-- Directions --
Starting at the line with "Sure. At this" in it, reproduce each line below through the last one, exactly, and include nothing else.

-- Supplied material --

PR #136, opened 2015-06-18
add specs for FileReader

robwormald:
from https://github.com/angular/angular/issues/2533

this adds two specs, one using addEventListener that works, the other using the reader.onloadend event that fails with `The zone [1] is not a direct child of the zone [4]` - i cribbed this from the similar XHR spec, so apologies if my logic is wrong here. 

see also plunker demo http://plnkr.co/edit/glcsfUFJo8RlE1sn55Cr?p=preview

i'm gonna have a crack at fixing this next, but wanted to get this in in case its something stupid i'm missing.

[Review on Reviewable](https://reviewable.io/reviews/angular/zone.js/136)


robwormald:
so the simple fix works for chrome and firefox, but borks on Safari and IE.

I referenced the hilarity going on in the websocket patch, and had a crack at fixing that - the latest commit fixes the zone issue (and a bunch of formatting, sorry) but isn't quite right as it loses the constants and readyState seems to drop out as well. I started going around in circles, so perhaps somebody else could have a look.

PR #138, opened 2015-06-18
Fix conflict with Polymer elements

robdodson:
I noticed when including Polymer 1.0 elements in an Angular 2 app, this line throws an error saying it can't find `value` of undefined. I've added a simple workaround which seems to fix the issue and (so far at least) doesn't seem to cause any additional issues with Polymer or Angular.

cc @justinfagnani @addyosmani

[Review on Reviewable](https://reviewable.io/reviews/angular/zone.js/138)

### DIFF
--- a/lib/patch/register-element.js
+++ b/lib/patch/register-element.js
@@ -20,7 +20,7 @@ function apply() {
       callbacks.forEach(function (callback) {
         if (opts.prototype.hasOwnProperty(callback)) {
           var descriptor = Object.getOwnPropertyDescriptor(opts.prototype, callback);
-          if (descriptor.value) {
+          if (descriptor && descriptor.value) {
             descriptor.value = global.zone.bind(descriptor.value);
             _redefineProperty(opts.prototype, callback, descriptor);
           } else {


addyosmani:
LGTM (and tests appear to still be passing too)

btford:
Needs a test, but otherwise LGTM.

Might be worthwhile to add an integration test with Polymer as well.

robdodson:
@btford What do you think would be the best way to test this change, just dropping a polymer element into a harness and verifying it doesn't break?

vicb:
/cc @jeffbcross who last modified this code.

An integration test with a polymer element would be great IMO.

btford:
> just dropping a polymer element into a harness and verifying it doesn't break?

Sounds like a good start. I took a look at doing just that, but I'm not familiar enough with Polymer – just getting it setup with our test harness seems tricky. Does Polymer completely rely on html imports, or is there some programmatic way to import as well?

robdodson:
@btford I just asked the team and they said that currently there is no non-html import way of loading polymer :\

tbosch:
So this would still qualify for a webdriver test...

robdodson:
@tbosch @btford I have to admit, I'm not very familiar with the testing setup for zone.js. If either of you can point me in the right direction i can try to get one written

stevenroose:
Is this change also required to get Polymer 1.0 elements working with AngularDart 2?

btford:
@stevenroose – zone.js is not needed in a Dart environment.

@vicb – do you have time to take a look at this sometime?

vicb:
I can probably take a look later this week

justinfagnani:
Since this is a clear bug, and an extremely simple (13 characters!) fix, can we get this merged and add an issue to make a test that would have broken it?

FWIW the test should only need to have a custom element without some of the lifecycle callbacks so that `descriptor` is undefined at that check.

btford:
Sure. At this point it's going to be more pragmatic to merge before this gets bitrotten and lost to the ages.

Landed as 77b4c0d2960a71207137ac006326edb6160ab13b.

I'm going to open a follow-up issue to add an integration test with Polymer.

robdodson:
yay thanks @btford :smiley:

-- Answer box --
Sure. At this point it's going to be more pragmatic to merge before this gets bitrotten and lost to the ages.

Landed as 77b4c0d2960a71207137ac006326edb6160ab13b.

I'm going to open a follow-up issue to add an integration test with Polymer.

robdodson:
yay thanks @btford :smiley:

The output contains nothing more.